━━ Exercise inputs

PR #1277, opened 2026-04-24
`gpppw-round-up-pricing.php`: Added snippet to round up pricing values.

saifsultanc:
## Context

⛑️ Ticket(s): https://secure.helpscout.net/conversation/3300298065/101092?viewId=3808239

## Summary

Snippet to round up pricing values.

### DIFF
--- a/gp-pay-per-word/gpppw-round-up-pricing.php
+++ b/gp-pay-per-word/gpppw-round-up-pricing.php
@@ -1,0 +1,210 @@
+<?php
+/**
+ * Gravity Wiz // Pay Per Word // Round Up Price
+ * https://gravitywiz.com/documentation/gravity-forms-pay-per-word/
+ *
+ * Rounds up the Pay Per Word calculated price to the nearest whole dollar amount.
+ *
+ * Plugin Name:  GP Pay Per Word - Round Up Price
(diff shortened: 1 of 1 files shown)


spivurno:
@saifsultanc Looking good, man! One consideration for you… curious how well you think this might fit into our [GF Rounding](https://gravitywiz.com/gravity-forms-rounding/) plugin? Seems like a strong place for this code to live. If you think it’s too messy, I’m down to roll with this. Just looking for opportunities to make our solutions more robust — where it makes sense.

saifsultanc:
> @saifsultanc Looking good, man! One consideration for you… curious how well you think this might fit into our [GF Rounding](https://gravitywiz.com/gravity-forms-rounding/) plugin? Seems like a strong place for this code to live. If you think it’s too messy, I’m down to roll with this. Just looking for opportunities to make our solutions more robust — where it makes sense.

@spivurno Indeed! But it will need some updates to GF Rounding as per : https://github.com/gravitywiz/gf-rounding/blob/master/gf-rounding.php#L150-L159

If you suggest I will drop this, and spend some more time investigating incorporating the logic to GF Rounding instead!

spivurno:
Haha, I found myself waffling back and forth a bunch on this, which makes me think that we should probably just move forward with this snippet. Ignore me! 😆

PR #1294, opened 2026-05-27
`gw-edit-product-and-payment-details.php`: Added support for removing disabled-quantity products when editing entries.

SebastianWiz:
## Context

⛑️ Ticket(s): https://secure.helpscout.net/conversation/3333283965/102854?viewId=3808239

## Summary

This PR adds support for removing Single Product fields with quantity disabled when editing a Gravity Forms entry.

Previously, admins could remove products from an entry by setting quantity to `0` only when the product field had an editable quantity input, either from quantity being enabled on the product field or from a standalone Quantity field. This is useful if an admin, for example, has issued a refund via Stripe and wants to update the entry to match. However, Single Product fields with quantity disabled did not expose a quantity input and therefor these products could not be removed from an entry.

━━━━

» **Activity**: Among the lines of the material above, find those with the word "quantity". Copy each one.

» **Exercise response**:
`gw-edit-product-and-payment-details.php`: Added support for removing disabled-quantity products when editing entries.
This PR adds support for removing Single Product fields with quantity disabled when editing a Gravity Forms entry.
Previously, admins could remove products from an entry by setting quantity to `0` only when the product field had an editable quantity input, either from quantity being enabled on the product field or from a standalone Quantity field. This is useful if an admin, for example, has issued a refund via Stripe and wants to update the entry to match. However, Single Product fields with quantity disabled did not expose a quantity input and therefor these products could not be removed from an entry.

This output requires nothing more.